> Record set:
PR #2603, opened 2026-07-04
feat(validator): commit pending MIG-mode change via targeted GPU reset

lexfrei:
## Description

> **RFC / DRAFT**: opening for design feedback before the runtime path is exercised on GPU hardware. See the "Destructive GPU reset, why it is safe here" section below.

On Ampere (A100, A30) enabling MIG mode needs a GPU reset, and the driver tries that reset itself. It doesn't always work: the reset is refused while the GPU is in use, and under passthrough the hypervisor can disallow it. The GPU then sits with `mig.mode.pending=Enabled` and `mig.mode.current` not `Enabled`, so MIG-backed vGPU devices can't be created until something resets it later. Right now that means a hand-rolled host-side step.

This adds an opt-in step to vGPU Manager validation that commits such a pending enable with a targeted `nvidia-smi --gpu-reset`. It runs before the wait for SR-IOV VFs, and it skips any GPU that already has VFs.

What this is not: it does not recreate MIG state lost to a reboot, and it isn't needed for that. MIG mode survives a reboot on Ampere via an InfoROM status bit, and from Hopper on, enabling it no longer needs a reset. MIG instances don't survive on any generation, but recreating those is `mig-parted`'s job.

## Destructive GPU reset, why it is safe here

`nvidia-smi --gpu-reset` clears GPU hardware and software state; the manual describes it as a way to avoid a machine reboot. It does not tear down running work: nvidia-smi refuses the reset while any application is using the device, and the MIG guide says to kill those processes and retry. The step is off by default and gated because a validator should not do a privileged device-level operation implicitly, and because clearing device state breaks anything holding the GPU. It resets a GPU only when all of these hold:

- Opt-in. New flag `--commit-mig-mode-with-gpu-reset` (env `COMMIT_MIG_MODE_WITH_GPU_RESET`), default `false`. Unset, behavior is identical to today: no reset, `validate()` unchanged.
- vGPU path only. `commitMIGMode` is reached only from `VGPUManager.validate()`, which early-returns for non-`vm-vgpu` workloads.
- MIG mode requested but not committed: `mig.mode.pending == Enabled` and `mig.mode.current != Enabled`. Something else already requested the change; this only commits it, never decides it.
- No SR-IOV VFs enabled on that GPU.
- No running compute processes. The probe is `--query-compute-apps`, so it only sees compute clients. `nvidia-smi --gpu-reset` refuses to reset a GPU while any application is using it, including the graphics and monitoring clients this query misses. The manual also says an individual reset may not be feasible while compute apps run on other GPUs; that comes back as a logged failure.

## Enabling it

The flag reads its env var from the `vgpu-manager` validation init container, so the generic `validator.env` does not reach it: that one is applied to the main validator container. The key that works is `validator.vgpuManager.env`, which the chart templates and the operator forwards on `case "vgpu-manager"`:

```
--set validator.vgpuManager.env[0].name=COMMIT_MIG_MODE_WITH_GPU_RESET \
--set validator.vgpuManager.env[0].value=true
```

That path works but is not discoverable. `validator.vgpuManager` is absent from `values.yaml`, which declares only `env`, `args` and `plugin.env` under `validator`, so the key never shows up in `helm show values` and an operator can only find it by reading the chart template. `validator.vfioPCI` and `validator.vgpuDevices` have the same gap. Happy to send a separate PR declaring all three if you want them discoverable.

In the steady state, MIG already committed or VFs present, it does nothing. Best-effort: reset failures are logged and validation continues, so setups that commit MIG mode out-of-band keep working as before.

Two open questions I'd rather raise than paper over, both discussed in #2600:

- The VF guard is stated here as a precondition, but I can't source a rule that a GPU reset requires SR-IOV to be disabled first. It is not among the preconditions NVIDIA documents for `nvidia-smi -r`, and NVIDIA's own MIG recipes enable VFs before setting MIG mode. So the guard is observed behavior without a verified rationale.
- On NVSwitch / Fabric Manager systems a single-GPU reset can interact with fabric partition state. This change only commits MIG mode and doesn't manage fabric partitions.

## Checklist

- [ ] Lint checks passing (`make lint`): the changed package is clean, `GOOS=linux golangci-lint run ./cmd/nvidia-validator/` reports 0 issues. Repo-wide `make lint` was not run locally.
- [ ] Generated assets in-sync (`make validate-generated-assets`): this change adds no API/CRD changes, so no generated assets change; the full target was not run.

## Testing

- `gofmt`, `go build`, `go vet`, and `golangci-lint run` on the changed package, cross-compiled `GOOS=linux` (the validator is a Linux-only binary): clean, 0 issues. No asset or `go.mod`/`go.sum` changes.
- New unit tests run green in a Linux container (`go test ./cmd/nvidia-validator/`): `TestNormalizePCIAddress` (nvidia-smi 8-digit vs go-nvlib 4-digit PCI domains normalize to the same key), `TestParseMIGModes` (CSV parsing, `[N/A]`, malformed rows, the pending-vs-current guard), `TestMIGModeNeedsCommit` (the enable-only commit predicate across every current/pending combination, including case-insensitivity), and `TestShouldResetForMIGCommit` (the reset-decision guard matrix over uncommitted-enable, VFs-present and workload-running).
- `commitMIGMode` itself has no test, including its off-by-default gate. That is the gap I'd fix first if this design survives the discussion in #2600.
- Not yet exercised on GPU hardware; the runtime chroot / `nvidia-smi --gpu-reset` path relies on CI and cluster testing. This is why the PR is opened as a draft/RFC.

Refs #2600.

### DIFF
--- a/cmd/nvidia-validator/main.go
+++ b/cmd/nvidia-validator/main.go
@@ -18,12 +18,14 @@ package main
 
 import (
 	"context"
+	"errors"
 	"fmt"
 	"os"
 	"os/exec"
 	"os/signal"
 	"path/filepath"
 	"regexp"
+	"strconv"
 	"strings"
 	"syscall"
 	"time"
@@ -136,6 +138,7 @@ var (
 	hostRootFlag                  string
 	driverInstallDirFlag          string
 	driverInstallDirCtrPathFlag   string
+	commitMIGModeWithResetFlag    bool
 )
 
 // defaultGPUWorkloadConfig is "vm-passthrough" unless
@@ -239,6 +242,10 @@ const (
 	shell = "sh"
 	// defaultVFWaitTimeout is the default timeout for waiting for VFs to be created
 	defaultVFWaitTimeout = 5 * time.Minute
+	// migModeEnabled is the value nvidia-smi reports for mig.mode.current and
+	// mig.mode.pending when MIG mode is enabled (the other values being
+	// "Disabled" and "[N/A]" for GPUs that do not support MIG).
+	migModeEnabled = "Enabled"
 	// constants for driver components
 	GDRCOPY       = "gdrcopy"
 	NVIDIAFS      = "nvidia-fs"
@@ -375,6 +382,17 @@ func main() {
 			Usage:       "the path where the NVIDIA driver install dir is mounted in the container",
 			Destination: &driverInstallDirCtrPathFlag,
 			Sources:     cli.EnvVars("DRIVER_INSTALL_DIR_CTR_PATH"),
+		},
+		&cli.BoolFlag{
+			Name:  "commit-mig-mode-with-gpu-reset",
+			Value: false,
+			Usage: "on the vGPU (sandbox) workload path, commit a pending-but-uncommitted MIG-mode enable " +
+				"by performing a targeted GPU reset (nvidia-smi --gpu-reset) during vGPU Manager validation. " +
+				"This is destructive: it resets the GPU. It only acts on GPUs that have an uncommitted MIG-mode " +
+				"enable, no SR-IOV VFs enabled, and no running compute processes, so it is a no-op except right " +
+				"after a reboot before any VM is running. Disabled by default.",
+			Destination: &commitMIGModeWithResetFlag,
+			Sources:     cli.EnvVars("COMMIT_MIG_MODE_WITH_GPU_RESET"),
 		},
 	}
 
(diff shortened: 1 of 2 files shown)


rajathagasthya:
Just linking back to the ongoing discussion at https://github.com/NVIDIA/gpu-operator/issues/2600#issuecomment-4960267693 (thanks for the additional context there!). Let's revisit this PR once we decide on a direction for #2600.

> Required work: Return only the lines spanning from the first line of the material through the line with "DRAFT**: opening for", copied exactly, both ends kept.

> Written reply:
PR #2603, opened 2026-07-04
feat(validator): commit pending MIG-mode change via targeted GPU reset

lexfrei:
## Description

> **RFC / DRAFT**: opening for design feedback before the runtime path is exercised on GPU hardware. See the "Destructive GPU reset, why it is safe here" section below.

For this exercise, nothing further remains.